Material for the task —

PR #3319, opened 2019-06-28
Convert plugin skips previously-converted files

justinmayer:
One of the Convert plugin's greatest features is that it skips files that have already been converted. So one can just run `beet convert` willy-nilly without keeping track of which files have already been converted.

This adds one sentence to clarify the documentation, making it clear that one can run `beet convert` without fearing that previously-converted files will be needlessly re-converted.


sampsyo:
Looks wonderful; thank you for the addition! :sparkles:

justinmayer:
My pleasure, Adrian. Thank you for all the effort, time, and dedication you put into maintaining such a wonderful project! 💟

PR #3321, opened 2019-06-30
Fixes import problem when a leading slash is used in path names

mglukhovsky:
### Summary and resolution

This PR fixes a bug where path names that start with a leading slash will lead beets to try to copy/move files to the root directory on import.

This PR strips the leading path separator if it exists at the start of the subpath.

### Problem

If you use a path format like the following:
```
paths:
  default: $grouping/$artist - $title
  ...
```
...and the tag `$grouping` isn't present in the file, the subpath the importer sees will be just `/$artist - $title`. The subpath in this case starts with a leading slash.

When beets determines where to move the file (in the [`destination` function](https://github.com/beetbox/beets/blob/master/beets/library.py#L913), `os.path.join` uses two arguments: the library directory and the subpath for the specific file.

The second argument can't start with a leading slash, or `os.path.join()` will simply ignore the first argument, [as it's an absolute path](https://docs.python.org/3/library/os.path.html#os.path.join):
```
os.path.join('/library', '/Radiohead - Everything in Its Right Place.flac')`
# will return '/Radiohead - Everything in Its Right Place.flac`
```
This means the importer tries to place it in the root directory (`/`).

### DIFF
--- a/beets/library.py
+++ b/beets/library.py
@@ -888,6 +888,9 @@ class Item(LibModel):
                 beets.config['path_sep_replace'].as_str()
             )
 
+        # If present, remove the leading slash to ensure this isn't an absolute path
+        subpath = subpath.lstrip(os.path.sep)
+
         maxlen = beets.config['max_filename_length'].get(int)
         if not maxlen:
             # When zero, try to determine from filesystem.


jackwilsdon:
This seems like you could end up with a confusing mixture of paths, with some containing a grouping and some not containing a grouping. It looks like you could instead do something like this to put things in an "Unknown" grouping:

```YAML
paths:
  default: %if{$grouping,$grouping,Unknown}/$artist - $title
```

sampsyo:
Hmm… could you please furnish us with a little more detail about the bug you're seeing? Paths are supposed to be sanitized so that things like this don't happen. And in my quick testing, that seems to work here:

```py
>>> import beets.library
>>> lib = beets.library.Library()
>>> item = beets.library.Item(title='hi')
>>> lib.add(item)
>>> lib.path_formats
(('default', '$artist/$album/$track $title'),)
>>> item.destination()
b'/Users/asampson/Music/__/00 hi'
```

As you can see there, the missing $artist and $album fields don't cause this file to get placed in the root directory—they get replaced with underscores.

However, it does look like the underlying path-splitting functionality (`components`) is behaving a little oddly in the cases of empty path components:

```py
>>> beets.util.components('foo/bar')
['foo', 'bar']
>>> beets.util.components('/foo')
['/', 'foo']
>>> beets.util.components('//foo/bar')
['//', 'foo', 'bar']
```

which could explain why this is unreliable. I think it might be nicer to split more reliably on path separators, and replace empty path components with `_` or something by default. This should probably be baked in and not easily overridable with `replace` because it's dangerous to omit—sort of like `path_sep_replace`.

mglukhovsky:
@jackwilsdon: Agreed, in this case your pathname will work (I also ended up using the `%if` operator to ensure that any items with the missing tag were placed in a predictable path.)

@sampyso: This was the result of a poorly formatted pathname in my configuration file:
```
# $grouping is missing in some tracks, so the destination is calculated as `/$artist - $title, placing it in the root directory`
pathname: $grouping/$artist - $title
```

I think replacing empty path components with a default like `_` is a good solution; it would keep generated `destination` as a relative path inside the library directory rather than presenting them as an absolute path. (I can take a look at updating this PR when I have a moment.)

sampsyo:
OK, cool! Thanks for taking a look. FWIW, the place where path sanitization stuff should happen is in the `beets.util` module, whereas this function in `Library` just does the abstract path generation. See `sanitize_path` and the related functions there.

jtpavlock:
Is there still interest in continuing this / getting it merged? Or is the solution @jackwilsdon presented sufficient to fix this.

Issue #604, opened 2014-03-11
Discogs (and other metadata sources) polluting mb_albumid


ghost:
The discogs plugin sets `album_id` of the `AlbumInfo` class to a discogs identifier, which `beets.autotag.apply_metadata` assigns to `mb_albumid`. The problem is that everywhere else it's assumed to be a MusicBrainz identifier.

dengste:
I just wanted to add that this is also true for the artist_id. If an album is identified via discogs, it will be tagged with discogs' artist-id. I stumbled upon this because when I import my library into Ampache, it will frequently have the same artist twice - one with the Musicbrainz id, and one with Discogs', and I have to manually fix that.

skupjoe:
It's also worth noting that the Dicogs data source does not supply mb_trackid information, so (by default) the Duplicates plugin will flag anything that shares null entries for this field as duplicate. Meaning, all Discogs-tagged tracks will be flagged as a duplicate.

The workaround is to additionally add a third parameter to the Duplicate plugin to lastly analyze Title.

nicolahinssen:
@sampsyo Asked me to leave my thoughts here. #2763 

My suggestion is to create the following fields for Discogs (TXXX is customizable so that wouldn't be a problem).

Old | New
--- | ---
TXXX:MusicBrainz Album Artist Id=_1560798_ | TXXX:Discogs Album Artist Id=_1560798_
TXXX:MusicBrainz Album Id=_3175577_ | TXXX:Discogs Album Id=_3175577_
TXXX:MusicBrainz Album Release Country=_Netherlands_ |  TXXX:Discogs Album Release Country=_Netherlands_
TXXX:MusicBrainz Album Type=_Album_ | TXXX:Discogs Album Type=_Album_
TXXX:MusicBrainz Artist Id=_1560798_ | TXXX:Discogs Artist Id=_1560798_

dbogdanov:
Agreed with @nicolahinssen on adding special fields for Discogs. This is a feature I would love to see. 

More generally, it will be great to store metadata from other sources (Bandcamp, Beatport, etc.) in the same way. The plugins retrieving the metadata should be able to define special fields themselves. Probably there won't be a consensus on naming of the fields, therefore this naming could be configurable by a user.

dbogdanov:
> The only trick is that they should also have some fields that are not just dict keys because some fields are required or need special handling—see the apply_metadata code for those fields.

[...]

PR #3322, opened 2019-06-30
465 discogs: Fetch a few more metadata fields

thedevilisinthedetails:


sampsyo:
Looks good at a high level so far! Can you please leave a comment with some background when you're ready for a review?

thedevilisinthedetails:
Sure. So I'm grabbing the additional fields (release date, genre and release id) mentioned in the issue and storing them in the db. For the release I just extracted it from the URI. Genre behaves the same as style (for consistency) and just grabbing the release date.

beetsplug/discogs.py
```diff
@@ -341,18 +344,25 @@ def get_album_info(self, result):
...
+                         data_url=data_url,
+                         discogs_release_id=discogs_release_id,
+                         released_date=released_date)
 
-    def format_style(self, style):
-        if style is None:
-            self._log.debug('Style not Found')
+    def format(self, classification):
+        if classification is None:
+            self._log.debug('Classification not Found')
```
sampsyo: This log message is now not very useful… maybe we can just remove it?

beetsplug/discogs.py
```diff
@@ -341,18 +344,25 @@ def get_album_info(self, result):
...
         else:
-            return self.config['separator'].as_str().join(sorted(style))
+            return self.config['separator'].as_str()\
+                .join(sorted(classification))
+
+    def extract_release_id(self, uri):
+        if uri:
+            return uri.split("/")[-1]
```
sampsyo: It's good style to explicitly `return None` if the function's intent is to sometimes return `None`.

thedevilisinthedetails:
addressed your comments @sampsyo

sampsyo:
Awesome; thank you!! Merged with a changelog entry. :sparkles:

Freso:
Based on the code, it doesn’t seem like this stops writing Discogs ID(s) as MusicBrainz ones? Any chance you could fix that as well? :pray: https://github.com/beetbox/beets/issues/604

thedevilisinthedetails:
> Based on my quick skimming of the code, it doesn’t seem like this stops writing Discogs ID(s) as MusicBrainz ones? Any chance you could fix that as well? 🙏 #604

You sure? When I import using discogs my files are tagged via discogs metadata values. I mean I see that correct values being added in my db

What to do — The lines to copy run from the first line of the entries to the line containing "One of the Convert"; copy them exactly and output nothing else.

Response —
PR #3319, opened 2019-06-28
Convert plugin skips previously-converted files

justinmayer:
One of the Convert plugin's greatest features is that it skips files that have already been converted. So one can just run `beet convert` willy-nilly without keeping track of which files have already been converted.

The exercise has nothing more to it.